■ BRIEF
Return the full listing, character for character.

==============================

Issue #535, opened 2015-03-11
selector "h3 a" not working properly


mrbrdo:
Hello,

According to documentation the selector "h3 a" should behave the same as a normal CSS selector.
However it is not working properly for me:

```scala
div.children.select("h3 a") // results: 0
div.children.select("h3").select("a") // results: 1
div.children.select("h3 > a") // => results: 1
```

These two should return the same results, but they don't. I have the same issue with other similar selectors.

Relevant part of source HTML:
```html
<div><h3 class="r" style="line-height:normal"><a class="l" href="http://sobe-macek.si/" onmousedown="return rwt(this,'','','','2','AFQjCNGL8bH57qrT59_z0XO7HGG6eyhJog','','0CEoQoAIwAQ','','',event)">Macek Rooms</a></h3></div>
```

If needed I can provide the full HTML file.

EDIT:
I realized that `div.select("h3 a")` also works properly. In some way I get it (if `children` is used, it will only search through children). However, this is really a mess now. The problem I have with `div.select` is that it will match the current element as well (which is unlike basically any other HTML parser that supports CSS selectors). I can't understand what you were thinking. It makes me feel like smashing my monitor or throwing my computer out of the window.
Anyway, rant off, but how am I then supposed to achieve the usual behavior, such as that of jQuery for example, that is for `el.select("h3 a")` to work while **not** matching `el` (in a general case)?

jhy:
Fixed by #619.

Issue #417, opened 2014-05-02
descend selector does not work for a special case


xzer:
Assume I have the following structure:

            <div>
              <span></span>
            </div>

Then, I have a node which represent the parent div node:

            Element divElement = doc.select("div").get(0);

Then, I perform a selector again:

            Elements foundElements = divElement.select("div span");

the result of foundElements is empty.

I digged the source and found the following source starting from row 59 of StructuralEvaluator:

            while (parent != root) {
                if (evaluator.matches(root, parent))
                    return true;
                parent = parent.parent();
            }

I believe that the right way of this loop should be as following:

            do {
                if (evaluator.matches(root, parent))
                    return true;
                parent = parent.parent();
            }while (parent != root);

jhy:
Fixed by #619

PR #619, opened 2015-08-30
Fix "Parent" Evaluator ignores "root" argument for matches.

asheiduk:
The "parent" Evaluator has a kind of "off by one" error - it does not match, when the expression requires matching the provided root element.

It seems to me, that this bugfix also solves  #417 and #535.


jhy:
Thanks! Merged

==============================

■ SOLUTION TO THIS TASK
Issue #535, opened 2015-03-11
selector "h3 a" not working properly


mrbrdo:
Hello,

According to documentation the selector "h3 a" should behave the same as a normal CSS selector.
However it is not working properly for me:

```scala
div.children.select("h3 a") // results: 0
div.children.select("h3").select("a") // results: 1
div.children.select("h3 > a") // => results: 1
```

These two should return the same results, but they don't. I have the same issue with other similar selectors.

Relevant part of source HTML:
```html
<div><h3 class="r" style="line-height:normal"><a class="l" href="http://sobe-macek.si/" onmousedown="return rwt(this,'','','','2','AFQjCNGL8bH57qrT59_z0XO7HGG6eyhJog','','0CEoQoAIwAQ','','',event)">Macek Rooms</a></h3></div>
```

If needed I can provide the full HTML file.

EDIT:
I realized that `div.select("h3 a")` also works properly. In some way I get it (if `children` is used, it will only search through children). However, this is really a mess now. The problem I have with `div.select` is that it will match the current element as well (which is unlike basically any other HTML parser that supports CSS selectors). I can't understand what you were thinking. It makes me feel like smashing my monitor or throwing my computer out of the window.
Anyway, rant off, but how am I then supposed to achieve the usual behavior, such as that of jQuery for example, that is for `el.select("h3 a")` to work while **not** matching `el` (in a general case)?

jhy:
Fixed by #619.

Issue #417, opened 2014-05-02
descend selector does not work for a special case


xzer:
Assume I have the following structure:

            <div>
              <span></span>
            </div>

Then, I have a node which represent the parent div node:

            Element divElement = doc.select("div").get(0);

Then, I perform a selector again:

            Elements foundElements = divElement.select("div span");

the result of foundElements is empty.

I digged the source and found the following source starting from row 59 of StructuralEvaluator:

            while (parent != root) {
                if (evaluator.matches(root, parent))
                    return true;
                parent = parent.parent();
            }

I believe that the right way of this loop should be as following:

            do {
                if (evaluator.matches(root, parent))
                    return true;
                parent = parent.parent();
            }while (parent != root);

jhy:
Fixed by #619

PR #619, opened 2015-08-30
Fix "Parent" Evaluator ignores "root" argument for matches.

asheiduk:
The "parent" Evaluator has a kind of "off by one" error - it does not match, when the expression requires matching the provided root element.

It seems to me, that this bugfix also solves  #417 and #535.


jhy:
Thanks! Merged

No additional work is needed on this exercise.